Grand Challenges in Glass Science

Abstract

INTRODUCTION Glass science offers researchers an ample range of open questions, starting from one of the most difficult problems in science: the basic nature of the glassy state. Atomic-level descriptions of the glassy state are extremely complex due to the lack of long-range order found in crystalline materials. Our understanding of fundamental glass physics and chemistry is also hindered by the non-equilibrium thermodynamic state of glass. Recent theoretical and experimental advances are enabling the field to mature from an empirical discipline to one built upon rigorous scientific principles.

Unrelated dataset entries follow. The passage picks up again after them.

Issue #25668, opened 2022-07-21
feat: datetime multiple select needs a label on how many dates are selected


liamdebeasi:
### Prerequisites

- [X] I have read the [Contributing Guidelines](https://github.com/ionic-team/ionic-framework/blob/main/.github/CONTRIBUTING.md#creating-an-issue).
- [X] I agree to follow the [Code of Conduct](https://ionicframework.com/code-of-conduct).
- [X] I have searched for [existing issues](https://github.com/ionic-team/ionic-framework/issues) that already report this problem, without success.

### Ionic Framework Version

- [ ] v4.x
- [ ] v5.x
- [X] v6.x
- [ ] Nightly

### Current Behavior

In Ionic 6.2 we introduced a feature for `ion-datetime` that lets users select multiple dates (with `presentation="date"`). As part of these changes, we found that the header in MD mode was confusing as it only showed one date:
![image](https://user-images.githubusercontent.com/2721089/180315784-57389923-1854-4751-ab0c-2896ae022a64.png).

We considered other options such as:

1. Showing all selected dates.
2. Showing the current selected dates and then a count for the remaining n-1 (I.e. Thu, Jul 21 and 4 other dates)
3. Showing the number of dates selected (I.e. 5 dates)

Additional considerations such as how localization will work for this feature made us decide to not move forward with changes to the header text until we could do more research and collect feedback from the community. As a result, the selected date will not appear on the MD datetime when `multiple="true"`. This temporary restriction also applies to the new `ion-datetime-button`.

We plan to prioritize addressing this, and we would also appreciate feedback from the community regarding this behavior.

amandaejohnston:
This has been resolved via https://github.com/ionic-team/ionic-framework/pull/25817 and the update will be available in the upcoming release of Ionic 6.3 👍 See the PR description for details on what we decided.

PR #25817, opened 2022-08-24
feat(datetime): add header text to multiple selection; improve header consistency between modes

amandaejohnston:
## Pull request checklist

## Pull request type

 

 

- [ ] Bugfix
- [x] Feature
- [ ] Build related changes

- When `multiple="true"` and the header is enabled (e.g. when `showDefaultTitle="true"`), the part of the datetime's header that shows what date you have selected (hereafter referred to as just "the header") is not rendered.
- The header doesn't render in `ios` mode at all, whether `multiple` is enabled or not.

Issue URL: resolves https://github.com/ionic-team/ionic-framework/issues/25668

| `md` mode | `ios` mode |
| ------- | ------- |
| md mode | ios mode |

## What is the new behavior?

- The header now shows if `multiple="true"`. If 0 or more than 1 dates are selected, the header shows the number, rather than the exact selected dates. (The behavior when exactly 1 date is selected is unchanged.)
- Added a new prop `titleSelectedDatesFormatter` which can be used to customize the display of the header for localization purposes.
  - Note that this function is not called when exactly 1 date is selected, since that part is already localized automatically. Otherwise, devs would need to replicate the existing localization in their callback to handle this case.
- The selected date(s) will also now show in the header in `ios` mode. The text is identical between the two modes in all cases.
  - This also applies to single-selection datetimes.

| `md` mode | `ios` mode |
| ------- | ------- |
| md mode | ios mode |

- [ ] Yes
- [x] No


core/src/components/datetime/datetime.ios.scss
```diff
@@ -20,12 +20,16 @@
...
 }
 
 :host .datetime-header .datetime-title {
   color: var(--title-color);
+}
 
-  font-size: 14px;
+:host .datetime-header .datetime-selected-date {
+  @include margin(10px, null, null, null);
 }
```
amandaejohnston, line 33: This styling was fairly arbitrary on my part; open to suggestions. I just re-used the same font size and picked a margin that looked good with the existing design.

core/src/components/datetime/datetime.tsx
```diff
@@ -313,6 +314,14 @@ export class Datetime implements ComponentInterface {
    */
   @Prop() firstDayOfWeek = 0;
 
+  /**
+   * A callback used to format the header text that shows how many
+   * dates are selected. Only used if there are 0 or more than 1
+   * selected (i.e. unused for exactly 1). By default, the header
+   * text is set to "datesSelected days".
+   */
+  @Prop() selectedDatesLabelFormatter?: SelectedDatesLabelFormatter;
```
amandaejohnston, line 323: I'm not married to this name if anyone wants to suggest alternatives.

sean-perkins: Perhaps `headerTextFormatter` or `headerSelectedDatesFormatter`?

core/src/components/datetime/datetime-interface.ts
```diff
@@ -23,3 +23,5 @@ export interface DatetimeParts {
 }
 
 export type DatetimePresentation = 'date-time' | 'time-date' | 'date' | 'time' | 'month' | 'year' | 'month-year';
+
+export type SelectedDatesLabelFormatter = (datesSelected: number) => string;
```
sean-perkins, line 27: ~ Should we tweak the naming of `dateSelected` to represent a number? e.g.: `selectedDateCount`, `numberOfDates`, `count`, etc. 

With the current naming it may be mistaken as the array of dates, until they interact with the type.

core/src/components/datetime/datetime.tsx
```diff
@@ -2071,20 +2079,39 @@ export class Datetime implements ComponentInterface {
...
+  private renderCalendarViewHeader() {
     const hasSlottedTitle = this.el.querySelector('[slot="title"]') !== null;
     if (!hasSlottedTitle && !this.showDefaultTitle) {
       return;
     }
 
+    const { activeParts, selectedDatesLabelFormatter } = this;
+    const isArray = Array.isArray(activeParts);
+
+    let headerText;
```
sean-perkins, line 2091:
```suggestion
    let headerText: string;
```

core/src/components/datetime/datetime.tsx
```diff
@@ -2071,20 +2079,39 @@ export class Datetime implements ComponentInterface {
...
+    if (isArray && activeParts.length !== 1) {
+      const defaultText = `${activeParts.length} days`;
```
sean-perkins, line 2093: Can we just the `headerText` here, so we don't need to have additional assignments for exceptions/else checks?

e.g.:
```ts
headerText = `${activeParts.length} days`;
if (selectedDatesLabelFormatter !== undefined) {
  try {
    headerText = selectedDatesLabelFormatter(activeParts.length);
  } catch (e) {
    printIonError('Exception in provided `selectedDatesLabelFormatter`: ', e);
  }
}
```

core/src/components/datetime/datetime.tsx
```diff
@@ -2071,20 +2079,39 @@ export class Datetime implements ComponentInterface {
...
+
     return (
       <div class="datetime-header">
         <div class="datetime-title">
           <slot name="title">Select Date</slot>
         </div>
-        {mode === 'md' && !this.multiple && (
-          <div class="datetime-selected-date">{getMonthAndDay(this.locale, this.activeParts as DatetimeParts)}</div>
-        )}
+        <div class="datetime-selected-date">{headerText}</div>
```
sean-perkins, line 2114: I didn't think of this aspect during the design phase, but should we allow `selectedDatesLabelFormatter` to return undefined to disable the rendering of this space?

Then this area could be conditionally rendered:
```jsx
{headerText && (<div class="datetime-selected-date">{headerText}</div>}
```

sean-perkins (commented):
Since this feature changes the behavior of single selection datetime, should we also have similar checks as the multiple tests, to verify that text is rendering correctly (outside of screenshot tests)?

core/src/components/datetime/datetime.tsx
amandaejohnston: Hmm, maybe `titleSelectedDatesFormatter` to match up with the `showDefaultTitle` prop?

amandaejohnston:
> Since this feature changes the behavior of single selection datetime, should we also have similar checks as the multiple tests, to verify that text is rendering correctly (outside of screenshot tests)?

I would say the screenshot tests cover that, since the header text can only show the one selected date -- unlike when `multiple="true"`, where there are a few different cases to account for. I could be convinced otherwise though.

core/src/components/datetime/datetime.tsx
amandaejohnston: I don't see why not 👀

core/src/components/datetime/datetime.tsx
sean-perkins: That works for me 👍 I like aligning context with `showDefaultTitle`.

liamdebeasi (commented):
Is integrating `datetime-button` with these changes part of this work, or would you recommend we do separate design work for that?

core/src/components/datetime/datetime.tsx
```diff
@@ -2071,20 +2082,36 @@ export class Datetime implements ComponentInterface {
...
     ];
   }
-  private renderCalendarViewHeader(mode: Mode) {
+  private renderCalendarViewHeader() {
     const hasSlottedTitle = this.el.querySelector('[slot="title"]') !== null;
     if (!hasSlottedTitle && !this.showDefaultTitle) {
       return;
     }
 
+    const { activeParts, titleSelectedDatesFormatter: titleSelectedDatesFormatter } = this;
```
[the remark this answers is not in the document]
amandaejohnston: This is outdated; I fixed that in https://github.com/ionic-team/ionic-framework/pull/25817/commits/7d2c6a8e76ebd5d0179564dcd7d4e7d998e8a042. No idea how it got there 😆

amandaejohnston:
I figure updating `datetime-button` is a separate task.

liamdebeasi (approved):
Great job! The property name is a bit wordy, but I also can't think of a shorter name that is still descriptive.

These advancements not only offer a remarkable level of understanding but also contribute to the atomic-level design of novel functional glasses (Mauro et al., 2013a). Glass science combines the cutting edge of a multitude of technical subjects: physics, chemistry, geology, engineering, and mathematics. Glass transition and relaxation phenomena are at the frontiers of condensed matter and statistical physics. From a chemical perspective, a nearly infinite combination of compositions can lead to successful glass formation. To facilitate progress at a large scale and exploit all of the unique properties that glasses may offer, the boundaries of glass engineering technology must also be pushed forward. Recent advances of the domain have coincided with an unprecedented demand for glass as a high-tech material in consumer electronic devices. Working in the field of glass has never been more stimulating – glass plays a critical role in solving several of the global energy and healthcare challenges of today.